陈京嗓门越来越高,一向文静的他变得怒不可遏,看那架势,只要朱森林此时敢来,他就非揪住他将他撸到底,这股子气势还真挺骇人的。
严青就从来没有见过陈京发过火,今天这一发火,他一时不知道如何劝慰。
澧河真是个大炼缸,文艺青年也变成了大老粗,发起火来也能把天给点燃。
“你先去忙,朱森林来局里闹,你直接让他上我这儿,我让他闹个够!”陈京余怒不歇,向严青下了逐客令。
严青嗓子眼正犯堵,连连告辞出来,一出门,刚迈步走几步,就看到了朱森林神色阴晴不定的站在外面的走廊上。
严青立马呆立当场,神色变得分外古怪,他拍了拍额头,让自己的呼吸顺畅了一些才道:“老朱,你还要进去?”
朱森林呼吸急促,脸因为的急促的呼吸而涨红,他用手指着陈京办公室的门,“他……他……他血口喷人,胡说八道……他……他……”
朱森林气得一佛出世,二佛升天,但似乎又有什么难言之隐,硬是不敢真冲进陈京的办公室找他论理。
“咣当!”陈京的办公室传来了砸东西的声音,瓷器或者玻璃和地面亲密接触,发出不规则的声音频率是如此的刺耳,让两人都痴痴的顿住,忍不住打冷颤!
朱森林的气似乎消了一些,严青见此情景,皮笑肉不笑的道:“老朱,局里对你没有秘密,你想去哪里都畅通无阻。你自便吧!”
严青摇摇晃晃的离开,朱森林一个人来回在走廊里面踱步,情绪非常的急躁。但他终究没敢敲陈京的门,他三步变做两步走上到三楼,直奔唐连办公室,咚咚敲了半天门,里面没人应答。
他揪住了路过的人一问究竟,人家告诉他,唐局压根儿就没上班,出去应酬了。
朱森林心中憋一口气没地方发泄,猛然朝唐连办公室的门啐了一口,最后心一横,就要直闯林中则的办公室。
恰恰在这个时候,他腰部的BP机响个不停,他取下来一看号码,皱了皱眉头,找到局办公室的电话,拨通了一个号码。
电话一通他压低声音道:“是谁打我电话?”
“我是王清闲,你现在在哪里?”电话那头传来一个比他更低沉的声音。
朱森林一听到这个声音,立马像霜打了的茄子,“王书记,您进城了?”
“我能不进城吗?上次县委和县政府分别召开会议,会上舒书记和马县长都曾先后强调林业是高压线,任何一级党委政府不能碰这个高压线,谁碰了这条高压线,谁自己负责擦屁股!
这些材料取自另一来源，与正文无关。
PR #180, opened 2016-02-24
Make more obvious that devs don't need both iOS and Android installed…

sethladd:
… to get started

Didn't want people to think they needed to install the iOS bits to keep following this guide step by step.

### DIFF
--- a/setup.md
+++ b/setup.md
@@ -5,6 +5,11 @@ nav_title: Flutter Setup
 permalink: /setup/
 ---
 
+(Please remember, Flutter is in _technology preview_. Thanks
+for trying it out, and please don't hesitate to
+[file issues or bugs](https://github.com/flutter/flutter/issues/new)
+for us.)
+
 This guide describes how to set up your development environment to run Flutter apps on
 iOS or Android.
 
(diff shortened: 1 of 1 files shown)


sethladd:
cc @abarth

setup.md
```diff
@@ -5,6 +5,11 @@ nav_title: Flutter Setup
 permalink: /setup/
 ---
 
+(Please remember, Flutter is in _technology preview_. Thanks
+for trying it out, and please don't hesitate to
+[file issues or bugs](https://github.com/flutter/flutter/issues/new)
+for us.)
```
abarth: Should we have this note on every page?  Maybe we should incorporate it into the banner at the top of the page somehow.

abarth:
LGTM but you probably want the thumbs up from @qchong

setup.md
sethladd: good call. I'll add it to our top banner, right after landing this (and I'll remove this note here)

sethladd:
@qchong ptal !

setup.md
qchong: +1 to a banner label (or icon) to indicate the Tech Preview status of Flutter.

qchong:
lgtm, thanks Seth!

PR #181, opened 2016-02-24
Fix broken link

krisgiesing:


qchong:
Duplicates fix in flutter/website#182 which has been committed.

你倒好,你自己就是林业系统的人,天天给我胸口碎大石,表决心,最后自己都站不稳脚跟,我平洞林业管理怎么能够没有疏漏?”
朱森林只觉得一个头两个大,猛拍自己的脑袋,努力想解释几句,竟然不知道从哪里开始讲。
“我知道你现在在哪里,我在澧河宾馆,你马上过来我这里!我告诉你,你少跟我惹乱子,不然谁都救不了你!”电话那头,平洞乡党委书记王清闲的语气前所未有的严厉……
……
朱森林觉得自己比窦娥还冤,明明是他陈京和蒙虎睁眼说瞎话,怎么现在就成了他朱森林百口莫辩了?
“王书记,这么大的事儿,可不能让我和马文华两人背黑锅。平洞林场马文华再蠢,他怎么可能露天堆放那么多木材?400立方,整整几十大卡车,价值数十万,这分明就是蒙虎漫山遍野搜出来的。
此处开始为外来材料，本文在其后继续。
PR #191, opened 2016-03-01
docs: Updated the instructions for installing Atom and Flutter package

qchong:
@HansMuller

### DIFF
--- a/setup.md
+++ b/setup.md
@@ -119,25 +119,31 @@ you want Flutter to use a different installation of the Android SDK, you must se
 We recommend using [Atom](https://atom.io/) for editing, running, and debugging Flutter apps.
 However, using our command-line tools, you can use any editor to develop Flutter applications.
 
-Download Atom from [atom.io](https://atom.io/) and then install the
-[Flutter package](https://atom.io/packages/flutter). If you need help installing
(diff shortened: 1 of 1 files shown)


setup.md
```diff
@@ -119,22 +119,28 @@ you want Flutter to use a different installation of the Android SDK, you must se
...
 
-Download Atom from [atom.io](https://atom.io/) and then install the
-[Flutter package](https://atom.io/packages/flutter). If you need help installing
-packages, consult the [Atom documentation](https://atom.io/docs/v1.3.2/using-atom-atom-packages)
-or [email us](flutter-dev@googlegroups.com).
+To install Atom:
+
+1. Download Atom from the [atom.io](https://atom.io/) site.
+2. Extract the Atom executable from the downloaded file.
+
```
HansMuller: I think you still need to say "install the flutter package".

HansMuller: Oops, I see, the package install step is under "Configure Atom...". So maybe the "if you need help installing..." item should go below?

HansMuller:
LGTM

setup.md
qchong: Thanks, I've made the change you suggested and re-pushed.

他是把这些数字凑在一起,屎盆子全都扣在林场的头上,他这是栽赃,他这是污蔑!”
朱森林气得浑身发抖。
平洞乡书记王清闲已经50多岁好远了,一头的白发笔直往上梳着,显得非常的有威严。
他一双眼睛特别的有神,他的眼神停留在朱森林的脸庞上久久不语,良久,他哼了一声,道:“林业局关于封山育林的通知去年就下发了,局文件明确告知各乡镇,年底之前所有的库存木材必须清空,否则当违规处理。
这次执法队在我们平洞搜出了400多立方的新砍伐木材,而整个平洞有库存木材的就只有平洞林场,你说这些木材不是平洞林场的,又是谁的?”
朱森林一愣,脑子里转过弯来了,这批木材不管属不属于平洞林场,他朱森林都是脱离不了干系的。
他索性承认是平洞林场的,那样林场是县级龙头林木企业,疏通一下关系,问题解决可能还容易一些。否则,他一旦把事情弄复杂,弄得陈京和蒙虎要彻查到底,那一篮子的问题说不清道不明,后果更是难以预料。
第十三章问责乡里【求收藏、推荐】
朱森林有些沮丧,平洞林业站长说来容易做来难,像平洞这样的乡镇,森林覆盖达到了百分之九十五。
老百姓屋前屋后的林木,只要采伐下来就都是钱,在这样的一个乡镇,要封山育林,杜绝乱砍乱伐又谈何容易?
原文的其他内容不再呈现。